本草是中国传统药物的总称,反映了我国历史地理、自然资源、社会生活,文化形态各方面的特点。如王不留行,《本草纲目·草五·王不留行》曰:“此物性走而不住,虽有王命,不能留其行,故名。”从药名上即可知其可通上中下三焦,药性急速,宜暂而不宜久,有良好的活血化瘀功效。五加科植物通脱木的茎髓谓之通草,“通”字反映药材中有细孔、两头皆通的特征,以及通利九窍血脉关节的作用。
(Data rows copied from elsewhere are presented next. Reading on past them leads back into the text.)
PR #8293, opened 2023-07-17
Dockerfile: add comments

aryx:
test plan:
make build-docker

PR checklist:

### DIFF
--- a/Dockerfile
+++ b/Dockerfile
@@ -6,7 +6,7 @@
 # which can be statically linked.
 #
 # Then 'semgrep-core' alone is copied to another Alpine-based container
-# which takes care of the 'semgrep-cli' Python wrapping.
+# which takes care of the 'semgrep-cli' (a.k.a. pysemgrep) Python wrapping.
 #
 # We use Alpine because it allows to generate the smallest Docker images.
 # We use this two-steps process because *building* semgrep-core itself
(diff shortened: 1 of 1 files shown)


Dockerfile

紫河车为人体胎盘,《本草纲目》解释为:“天地之先,阴阳之祖,乾坤之橐龠,铅汞之匡廊,胚胎将兆,九九数足,我则乘而载之,故谓之河车。”胞宫阴血聚养,血如红河,胎儿滋养其中,如车载物,故称之为河车。胞宫以整齐洁净紫红色者为佳品,故名紫河车。目前,中药名的标准化翻译采取拉丁名、英文名,其语法和组词结构比较固定,比较容易被各国接受,但以拉丁文命名,中草药“紫河车“”王不留行”中所蕴涵的深厚的文化底蕴容易缺失。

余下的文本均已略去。